* Exercise description *
I'd like every line from the material below that has "default" in it.

* Information shown *
PR #11437, opened 2023-06-05
Fix rate limiting

ktf:


ktf:
This fixes the rate limiting in analysis for me. Most of the changes are actually unrelated, but somehow intertwined. Most of the changes are actually in other PRs already, so I will proceed to merge them as they pass tests, so that this one will finally become much simpler.

ktf:
One more attempt. This fixes the reproducer I have on my laptop.

ktf:
@ddobrigk @jgrosseo @aalkin @pzhristov this seems to finally fix the issue with the rate limiting. The PR is quite large, although it includes other cleanups and improvements. I tested on hyperloop using my build and a few of the usual workflows (Correlations, Histograms, SpectraTPC*). Could you verify a few of your own workflows, just to make sure I did not miss anything?

davidrohr (dismissed):
This looks ok to me, particularly the changes in RateLimiter.cxx, though I am sure they were not the problem, since that code path is used only in async reco, but anyway they seem correct.

PR #11443, opened 2023-06-06
DPL: hardened consumeWhenAny logic

ktf:
If there is no conditions at all, simply return Consume.

Wait for all conditions if they are missing.

Compared with the previous implemementation, this should force consumption for the case in which it is a non-condition input which is still missing. Not sure how that could happen, though.

### DIFF
--- a/Framework/Core/src/CompletionPolicyHelpers.cxx
+++ b/Framework/Core/src/CompletionPolicyHelpers.cxx
@@ -200,10 +200,14 @@ CompletionPolicy CompletionPolicyHelpers::consumeWhenAny(const char* name, Compl
 {
   auto callback = [](InputSpan const& inputs, std::vector<InputSpec> const& specs) -> CompletionPolicy::CompletionOp {
     bool canConsume = false;
-    // iterate on all specs and all inputs simultaneously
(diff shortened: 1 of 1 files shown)


ktf:
@sawenzel @benedikt-voelkel this is the only thing I can think of. Do you know if empty messages have a special meaning for that particular workflow?

benedikt-voelkel:
Maybe @davidrohr or @shahor02 can answer that?

shahor02:
In the TPCDigitizerSpec code I don't see any special check for empty payload, but I am not sure such messages are expected at all.

davidrohr:
> @sawenzel @benedikt-voelkel this is the only thing I can think of. Do you know if empty messages have a special meaning for that particular workflow?

@ktf : just for reference, I think empty messages can have a special meaning. E.g. if clusters are send as a vector, and empty message will represent 0 clusters.

ktf:
By empty you mean empty payload? The cornercase here is with empty header, which I think it's not possible. I can reopen this in any case. It should not hurt.

davidrohr:
sure, I meant empty payload.
No idea if empty headers can appear or not, but I do not see how.

PR #11444, opened 2023-06-06
make init of QEDepem more robust

sawenzel:
retry a few times in case of initialization errors


sawenzel:
Needs https://github.com/AliceO2Group/AEGIS/pull/16 and bump of AEGIS before merging.

PR #11447, opened 2023-06-06
DPL: enable early forwarding when only conditions are involved

ktf:
In this particular case, the optional mechanism is not triggered in any case, so we can safely do the early forwarding.

### DIFF
--- a/Framework/Core/src/DataProcessingDevice.cxx
+++ b/Framework/Core/src/DataProcessingDevice.cxx
@@ -1000,22 +1000,34 @@ void DataProcessingDevice::fillContext(DataProcessorContext& context, DeviceCont
   /// We must make sure there is no optional
   /// if we want to optimize the forwarding
   context.canForwardEarly = (spec.forwards.empty() == false) && mProcessingPolicies.earlyForward != EarlyForwardPolicy::NEVER;
+  bool onlyConditions = true;
+  bool overriddenEarlyForward = false;
   for (auto& forwarded : spec.forwards) {
+    if (forwarded.matcher.lifetime != Lifetime::Condition) {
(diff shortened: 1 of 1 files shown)


ktf:
@TimoWilken alibuild23 seems to be sluggish. Can you have a look if anything can be improved there?
@Barthelemy any progress with reducing the dependencies of QC?

Barthelemy:
@ktf not yet. I fear that in the end it will require changes in O2 because we need a couple of things that are in `GlobalTracking` and this pulls 80 libraries....

https://alice.its.cern.ch/jira/browse/QC-976

TimoWilken:
Hm, I'm not sure what's causing the slowdown there. alibuild23 already has a fast "io1" virtual disk attached.

Framework/Core/src/DataProcessingDevice.cxx
```diff
@@ -991,23 +991,35 @@ void DataProcessingDevice::fillContext(DataProcessorContext& context, DeviceCont
   /// We must make sure there is no optional
   /// if we want to optimize the forwarding
   context.canForwardEarly = (spec.forwards.empty() == false) && mProcessingPolicies.earlyForward != EarlyForwardPolicy::NEVER;
+  bool onlyConditions = false;
+  bool overriddenEarlyForward = false;
   for (auto& forwarded : spec.forwards) {
+    if (forwarded.matcher.lifetime == Lifetime::Condition) {
+      onlyConditions = true;
```
davidrohr: isn't this logic for detecting onlyConditions wrong, since it seems inverted?

ktf: you are right, fixed.

PR #11452, opened 2023-06-07
ITS-Studies: add skeleton of an entrypoint for generic ITS-related studies

mconcas:
The idea is copied from @shahor02 ITSOffset study.

I would like to gather a set of tasks, each performing some specific study related to ITS reco/tracking output, rather than spreading custom macros.

Current schema would be to have a single executable where one can choose which analysis to perform (if not all, by default), will see if this scales.

This way I hope to factorise the struggle related to the understanding of the DPL I/O and configuration for new/temporary contributors.
I also would like to maintain a single codebase for a tool to run systematic test/checks on data/MC given reconstruction objects.

In current PR I also included the skeleton of the impact parameter study that @apalasciano is going to integrate.


mconcas:
Errors unrelated, merging.

PR #11454, opened 2023-06-07
DPL: early release of buffers in aod reader

ktf:
This introduces the concept of LifetimeHolder, which allows getting rid of intermediate objects as soon as they get out of scope, rather than waiting for the processing to be done.

In particular this PR uses it for the TreeToTable codepath, effectively cutting in half the common needs of the AOD reader.


ktf:
Tested also in standalone analysis and on hyperloop.

PR #11456, opened 2023-06-08
FT0Digitizer: fixing misleading option --use-ccdb-ft0

afurs:
Misleading option `--use-ccdb-ft0` causes miscalibration for FT0 digitizer based on deprecated calibration object `FT0/Calib/ChannelTimeOffset`. Digitizer is not suppose to use it. This is preliminary suppression of the option. Later remaining peace of related code will be also deleted, due to no use anymore.


sawenzel:
@noferini

noferini:
Thanks

PR #11457, opened 2023-06-08
Residual aggregator finalizes slots upon state transition and does no…

martenole:
…t wait for eos

This hopefully reduces the occurrences of leftover residual files which cannot be transferred to EOS because they belong to slots which are not finalized.


martenole:
Putting a screenshot here to link it from jira on a slightly related topic...
valgrind-residual-aggregator

PR #11459, opened 2023-06-08
No need to create rootmap files since ROOT 6.16

ktf:


ktf:
Apparently still needed...:-/

PR #11465, opened 2023-06-09
Improvements to CTP-FT0 triggering in MC

sawenzel:
* CTP digitizer: apply trigger input mask only when input test succeeded
* CTP digitizer: Only create non-trivial CTPdigits (whenever mask collector is non-zero)

* add function to FT0 trigger to see easily see if it was vertex
* minor spelling fixes and code-reformating for better understandability

This is the result of some debugging. I noticed that CTP digitizer emits too many CTPdigits in comparison to FT0 vertex triggers, which shouldn't be the case for the default config which only triggers on T0-MTVX.

### DIFF
--- a/Detectors/CTP/simulation/src/Digitizer.cxx
+++ b/Detectors/CTP/simulation/src/Digitizer.cxx
@@ -27,15 +27,16 @@ std::vector<CTPDigit> Digitizer::process(const gsl::span<o2::ctp::CTPInputDigit>
   std::map<o2::detectors::DetID::ID, std::vector<CTPInput>> det2ctpinp = mCTPConfiguration->getDet2InputMap();
   // To be taken from config database ?
   std::map<std::string, uint64_t> detInputName2Mask =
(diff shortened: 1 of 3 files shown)


sawenzel:
@lietava @shahor02

Detectors/CTP/simulation/src/Digitizer.cxx
```diff
@@ -27,58 +27,71 @@ std::vector<CTPDigit> Digitizer::process(const gsl::span<o2::ctp::CTPInputDigit>
...
-    data.intRecord = hits.first;
     std::bitset<CTP_NINPUTS> inpmaskcoll = 0;
     for (auto const inp : hits.second) {
       switch (inp->detector) {
         case o2::detectors::DetID::FT0: {
           // see dummy database above
           for (auto const& ctpinp : det2ctpinp[o2::detectors::DetID::FT0]) {
             uint64_t mask = (inp->inputsMask).to_ullong() & detInputName2Mask[ctpinp.name];
-            inpmaskcoll |= std::bitset<CTP_NINPUTS>(ctpinp.inputMask);
+            if (mask) {
```
sawenzel, line 47: for the record, this is the main proposed change: inputsMask is the input from the FT0 detector ... but this could have been a non-vertex trigger and the `mask`  could be 0. Still, in this case the trigger was taken by CTP.

afurs (dismissed):

Detectors/CTP/simulation/src/Digitizer.cxx
lietava: @sawenzel : yes, you are right. That is why mask was not used.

* Expected output *
Current schema would be to have a single executable where one can choose which analysis to perform (if not all, by default), will see if this scales.
This is the result of some debugging. I noticed that CTP digitizer emits too many CTPdigits in comparison to FT0 vertex triggers, which shouldn't be the case for the default config which only triggers on T0-MTVX.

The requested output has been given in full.